Settling down a few minutes later in the
scratchy wool blanket that was now his bedding, he propped his head on his
saddle and stared up at the brilliant array of stars overhead. He wondered if
Jana was allowed to go up on the battlements of Wicklow to view the stars or if
Vindan kept her under lock and key.
“Fucking prick,” he said and the words made
him flinch for he knew that was exactly what his ex-best friend might be
wielding this night. The thought of it enraged him and hurt him at the same
time. Frustration brought tears to his eyes and he brutally reached up to swipe
them away.
Crying served no purpose and only drove
home the impotence that gripped him with steely claws—squeezing the breath from
his lungs at times.
“Hold on, Jana,” he said. “Just hold on,
baby. I
will
come for you.”
He did what he had done a lot of in the
last month. He began to count the twinkling stars scattered across the black
velvet of the sky.
The border lord joined his men at the
campfire, taking the place the young Meiramanian had vacated. He sat down with
a grunt—knees cracking—and exhaled a long breath. “All set for tomorrow?” he
asked Dyson.
“As set as can be given the circumstances,”
Dyson replied and spat into the fire this time. He lowered his voice. “I didn’t
tell the lad where we were headed.”
“Good,” Bray said. “He doesn’t need to know
else he’d get no sleep this night.”
“You think he’s ready for this?” Dyson
queried. “Can’t be no end to it tomorrow.”
“No, but it will help and that’s all that
matters at this point,” Bray said. “He needs a taste of victory to keep him
going. It’s gonna take a few more months before everything is in place so this
will give him the incentive to endure those months.”
“Let’s hope it don’t make him all the more
determined and thus reckless,” Hawkins put in.
“Despite the man who fathered him, the lad
is as levelheaded and steady as they come,” the border lord observed. “He’ll
hold the course in order to gain the finish line.”
“Then you’d best have a good long talk with
him before tomorrow afternoon,” Dyson advised.
“I will,” Bray agreed. “Believe me, I
will.”
* * * * *
At that moment Jana was looking up at the stars
as well. She had managed to escape the prince’s eagle eye and had gone to the
battlements.
“Are you watching the stars, my love?” she
asked. She wrapped her robe more closely around her for the night was chill
with a slight breeze. “Or do they have you locked away in the darkness?”

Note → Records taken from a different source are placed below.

PR #212, opened 2025-05-15
Add basic functionality for modifying a GFXR file to divecli

angela28chen:
Considerations to build `gfxrecon_decode` into `dive_core`:
* Windows
  * Renaming `CopyMemory` to `RetrieveMemoryData` to avoid name collision with Windows macros.
  * Linking library `psapi` to all targets using library `gfxrecon_decode`.
* Linux
  * If `gfxrecon_decode` is linked with keyword `PUBLIC` then the target `dive_ui` does not build because there are many new issues with the Qt build. So instead it is linked with `PRIVATE` and the `target_include_directories` are manually specified.

DiveBlockData:
* Stores metadata and modifications for a GFXR file, allowing a new one to be written
* Usage:
1. Create an empty DiveBlockData object
2. Register it with FileProcessor, then read a GFXR file
3. Lock DiveBlockData's original file info
4. [TODO] Apply modifications
5. Use DiveBlockData to write a new GFXR file

Manual test:
* Verified that `divecli` will produce an identical GFXR file on Windows and on Linux

### DIFF
--- a/third_party/gfxreconstruct/framework/decode/dive_block_data.cpp
+++ b/third_party/gfxreconstruct/framework/decode/dive_block_data.cpp
@@ -63,7 +63,9 @@ bool DiveBlockData::FinalizeOriginalBlocksMapSizes()
         original_blocks_map_[i].size = size;
     }
 
-    // Removing the last "block" which was not a real block, just the marker added at the end of the file
+    // The file processor calls AddOriginalBlock() even at the very end of the GFXR file, so this last block has a size
+    // of 0 and its offset is equal to the file size. The info was used in the calculation of the size of the
+    // penultimate block and now the last block needs to be trimmed.
     original_blocks_map_.pop_back();
 
     original_blocks_map_locked_ = true;
@@ -175,7 +177,8 @@ bool DiveBlockData::WriteGFXRFile(const std::string& original_file_path, const s
 
     if (max_block_size > kDiveBlockBufferSize)
     {
-        GFXRECON_LOG_WARNING("kDiveBlockBufferSize (%d) is too small to accommodate max block size (%d)",
+        GFXRECON_LOG_WARNING("kDiveBlockBufferSize (%d) is too small to accommodate max block size (%d) and will cause "
+                             "more copy operations in CopyBlockBetweenFiles",
                              kDiveBlockBufferSize,
                              max_block_size);
     }
--- a/dive_core/capture_event_info.cpp
+++ b/dive_core/capture_event_info.cpp
@@ -34,7 +34,7 @@ SyncType GetSyncType(const IMemoryManager &mem_manager,
     if (opcode == CP_EVENT_WRITE7)
     {
         PM4_CP_EVENT_WRITE packet;
-        DIVE_VERIFY(mem_manager.CopyMemory(&packet, submit_index, addr, sizeof(packet)));
+        DIVE_VERIFY(mem_manager.RetrieveMemoryData(&packet, submit_index, addr, sizeof(packet)));
         SyncType type = (SyncType)packet.bitfields0.EVENT;
         return type;
     }


angela28chen:
Points of discussion:

1. Is it a good idea to be renaming `CopyMemory` or should we have a header file full of Windows undefines for Dive? Personally I think renaming is OK.
2. Is there a reason that `psapi` cannot be built into the `gfxrecon_decode` library? I see that it's not done like that in the upstream repo, but conceptually I don't understand why.

third_party/gfxreconstruct/framework/decode/file_processor.cpp
```diff
@@ -190,6 +190,12 @@ bool FileProcessor::ContinueDecoding()
     }
     else
     {
+        if (run_without_decoders_)
```
GrantComm, line 193: Can you add " // GOOGLE:" here

third_party/gfxreconstruct/framework/decode/file_processor.cpp
```diff
@@ -481,6 +487,8 @@ bool FileProcessor::ReadBlockHeader(format::BlockHeader* block_header)
 {
     assert(block_header != nullptr);
 
+    StoreBlockInfo(); // Before any bytes are read
```
GrantComm, line 490: Can you add " // GOOGLE:" here as well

That the man she loved might be lying in a
dismal, cold cell—possibly chained to the stone wall—made her want to cry but
she refused to let the tears come though they blurred her vision.

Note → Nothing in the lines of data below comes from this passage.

PR #213, opened 2025-05-15
Cleanup unused topologies and old vulkan parsing code

shanminchao:


ui/main_window.cpp
```diff
@@ -59,14 +59,10 @@
...
-static const char *kViewModeStrings[kViewModeStringCount] = { "Engine", "Submit", "Events" };
-static const char *kEventViewModeStrings[kEventViewModeStringCount] = {
-    "Vulkan Events",
-    "All Vulkan Calls",
-    "All Vulkan Calls + GPU Events"
-};
+static const int   kViewModeStringCount = 2;
+static const int   kEventViewModeStringCount = 1;
+static const char *kViewModeStrings[kViewModeStringCount] = { "Submit", "Events" };
+static const char *kEventViewModeStrings[kEventViewModeStringCount] = { "GPU Events" };
```
wangra-google, line 65: do we still need this to be an array if the count is 1? or do you think there might be new mode in the future?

The blame for Seyzon’s predicament falls
entirely at Vindan’s doorstep,
she thought. He was
the cause of any bad thing that might be happening to her husband—she refused
to name Brell her husband for she would have only one of those for as long as
she lived.
“I hate him, Zonny,” she said. “I despise
him so badly it makes me want to claw his eyes out for what he’s done to us.”

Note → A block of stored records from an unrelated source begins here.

PR #224, opened 2025-05-30
Adding a modification framework to DiveBlockData

angela28chen:
Refactoring DiveBlockData and adding functionality to store and apply block-level modifications.
- The location of a modification is described with `primary_index` and `secondary_index`, describing which original block it's anchored to and how it is positioned in relation to the anchor block (negative for immediately before, 0 for overwriting, and positive for immediately afterwards)
- Original block metadata and modification block metadata are stored separately so that modifications can be manipulated easily without affecting the original data.
- `BlockVisitor` is defined using the Visitor design pattern, with `WriterBlockVisitor` made to hold handles to open files (original and new gfxr files) and write the new file block-by-block in the traversal order

### DIFF
--- a/gfxr_ext/decode/dive_block_data.cpp
+++ b/gfxr_ext/decode/dive_block_data.cpp
@@ -242,7 +242,6 @@ bool DiveBlockData::TraverseBlocks(BlockVisitor& visitor) const
     // Go through block-by-block in order of primary_id
     for (uint32_t primary_id = 0; primary_id < original_blocks_map_.size(); primary_id++)
     {
-        GFXRECON_LOG_INFO("UNICORN primary (%d)", primary_id);
         std::map<int32_t, std::shared_ptr<IDiveBlock>> blocks_to_write = {};
         if (modifications_map_.count(primary_id) > 0)
         {
@@ -262,7 +261,6 @@ bool DiveBlockData::TraverseBlocks(BlockVisitor& visitor) const
         {
             int32_t                     secondary_id = it->first;
             std::shared_ptr<IDiveBlock> current_modification_ptr = it->second;
-            GFXRECON_LOG_INFO("UNICORN secondary (%d, %d)", primary_id, secondary_id);
 
             if (current_modification_ptr == nullptr)
             {


third_party/gfxreconstruct/framework/decode/dive_block_data.h
```diff
@@ -52,24 +108,33 @@ class DiveBlockData
...
+                                      original_blocks_map_        = {}; // Starting block index of 0
+    DiveSingleGfxrBlockInOriginalFile original_header_block_      = {};
+    bool                              original_blocks_map_locked_ = false;
+
+    // Info for modifications
+    //
+    // The first key (uint32_t) is the primary_id which is the original_id. Valid values:
+    // [0...original_blocks_map_.size()-1]
+    //
+    // The second key (int32_t) is the secondary_id which represents the position of
```
wangra-google, line 132: sorry, could you remind me if there is a diff between -1 and -100 for secondary_id? is it used for sorting if there are multiple modifications next to the same primary_id?

third_party/gfxreconstruct/framework/decode/dive_block_data.h
```diff
@@ -30,20 +32,74 @@ static constexpr size_t kDiveBlockBufferSize = 4096;
...
+    bool Visit(DiveSingleGfxrBlockInBuffer& block) override;
 
+  private:
+    FILE* original_file_ptr_                 = nullptr;
+    FILE* new_file_ptr_                      = nullptr;
+    char  copy_buffer_[kDiveBlockBufferSize] = {};
+};
+
+// Abstract class representing a binary block encoded in .gfxr format
+class DiveSingleBlock
```
wangra-google, line 64: just curious, it is named as `Single`Block because there will be cases for `Multi`Block in the future?

third_party/gfxreconstruct/framework/decode/dive_block_data.h
```diff
@@ -30,20 +32,74 @@ static constexpr size_t kDiveBlockBufferSize = 4096;
...
+    ~DiveSingleGfxrBlockInOriginalFile() {}
+    bool Accept(BlockVisitor& visitor) override { return visitor.Visit(*this); }
+
+    uint64_t offset_ = 0;
+    uint64_t size_   = 0;
+};
+
+// Representing a gfxr-encoded block in a buffer
+// If blob_ptr is undefined, that is interpreted as an empty block
+class DiveSingleGfxrBlockInBuffer : public DiveSingleBlock
```
wangra-google, line 87: just to make sure i understand correctly, all modifications will be in DiveSingleGfxrBlockInBuffer? if that is the case, would it be better to call this `DiveGfxModificationBlock`? (and the other one as `DiveGfxOriginalBlock`)?

third_party/gfxreconstruct/framework/decode/dive_block_data.cpp
```diff
@@ -141,48 +203,47 @@ bool DiveBlockData::WriteGFXRFile(const std::string& original_file_path, const s
...
-            BlockBytesLocation current_block_location = original_blocks_map_.at(current_block_metadata.id);
+            blocks_to_write[0] = original_blocks_map_[primary_id];
+        }
 
-            if (current_block_location.size > max_block_size)
-            {
-                max_block_size = current_block_location.size;
-            }
+        // For a given primary_id, go through block-by-block in order of secondary_id
+        for (auto it = blocks_to_write.begin(); it != blocks_to_write.end(); ++it)
```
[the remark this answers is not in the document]
angela28chen: I thought that since I'm using an ordered map (blocks_to_write), this would already be in ascending secondary_id order (and not insertion order). I will definitely make a unit test for this case though, thanks for pointing it out.

third_party/gfxreconstruct/framework/decode/dive_block_data.h
angela28chen: I haven't considered multi block units. This one is just named single block to distinguish it from DiveBlockData (which is meant to hold a bunch of single blocks. If you have different ideas for naming, any suggestions are welcome.

third_party/gfxreconstruct/framework/decode/dive_block_data.h
angela28chen: Sure, I think that might be easier naming to understand so I will change it. I picked names to describe where the actual encoded bytes of the block exist, but I think original/modified is a bit easier to read.

third_party/gfxreconstruct/framework/decode/dive_block_data.h
angela28chen: There is a difference, in replay order, for a given primary index, the secondary index -100 block would be first, then the -1 block, then 0 (original block). There shouldn't be two blocks with the same order (only case is modified block at secondary index 0 and the original block, in which case the original block is ignored in replay).

I think in the future DiveBlockData may need some functionality for returning/overwriting/clearing all modifications for a given primary_id, depending on how we implement what-ifs. My current idea is that the flow for "advanced whatifs" would be something like this:

1. UI queries DiveBlockData to get the blocks and displays them in a list.
2. UI displays draggable modification blocks anchored to a given primary_id. User makes whatever changes they desire and then press a button to save the modifications to new GFXR file
3. UI translates those blocks into adjacent secondary_ids. If there are 3 blocks before the original it becomes (-3,-2-1) and if there are 2 it becomes (-2, -1) and so on. 
4. These new modifications overwrite the modifications map in DiveBlockData associated with that given primary_id

third_party/gfxreconstruct/framework/decode/dive_block_data.cpp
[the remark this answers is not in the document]
wangra-google: sounds good, thanks

third_party/gfxreconstruct/framework/decode/dive_block_data.h
wangra-google: thanks

third_party/gfxreconstruct/framework/decode/dive_block_data.h
wangra-google: Maybe simply `IDiveBlock`?

angela28chen:
Note: blocked by https://github.com/google/dive/pull/234 because I want to hook this feature up to the CLI for testing

gfxr_ext/decode/dive_block_data.cpp
```diff
@@ -74,63 +161,136 @@ bool DiveBlockData::FinalizeOriginalBlocksMapSizes()
...
+    modifications_map_[primary_id].erase(secondary_id);
+    return true;
+}
+
+bool DiveBlockData::TraverseBlocks(BlockVisitor& visitor) const
+{
+    // Go through block-by-block in order of primary_id
+    for (uint32_t primary_id = 0; primary_id < original_blocks_map_.size(); primary_id++)
+    {
+        GFXRECON_LOG_INFO("UNICORN primary (%d)", primary_id);
```
wangra-google, line 245: curious why UNICORN here?

wangra-google (approved):

gfxr_ext/decode/dive_block_data.cpp
```diff
@@ -74,63 +161,136 @@ bool DiveBlockData::FinalizeOriginalBlocksMapSizes()
...
-            return false;
+            blocks_to_write[0] = original_blocks_map_.at(primary_id);
+        }
+
+        // For a given primary_id, go through block-by-block in order of secondary_id
+        for (auto it = blocks_to_write.begin(); it != blocks_to_write.end(); ++it)
+        {
+            int32_t                     secondary_id = it->first;
+            std::shared_ptr<IDiveBlock> current_modification_ptr = it->second;
+            GFXRECON_LOG_INFO("UNICORN secondary (%d, %d)", primary_id, secondary_id);
```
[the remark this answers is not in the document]
angela28chen: removed

wangra-google (approved):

The wind whipped up to blow the hem of her
robe away from the pale-yellow nightgown she wore. She shivered, her fingers
tightening on the front closure of the wool robe.
“Wherever you are, know that I love you. I
will always love you and you alone. The babe in my womb is yours and even if I
dare not admit it to the world for his or her sake, I am telling you. He may
claim this child but it will never, ever be his.”
She did not know Vindan was standing in the
shadows behind her. She did not hear the long intake of breath that signaled
the deep hurt her words caused. She did not see him lower his head and close
his eyes to that hurt. Nor was she aware of his departure as he left her there
to commune with a man he intended to make sure she never saw again.
* * * * *
“One hour, brat,” the border lord said
firmly. “One hour from the moment you meet with your contact and no more. If
you are not back at the entry point at the precise stroke of three, we’ll leave
without you.”
Seyzon stared into the merciless blue eyes
that were locked with his and nodded. “I will be there.”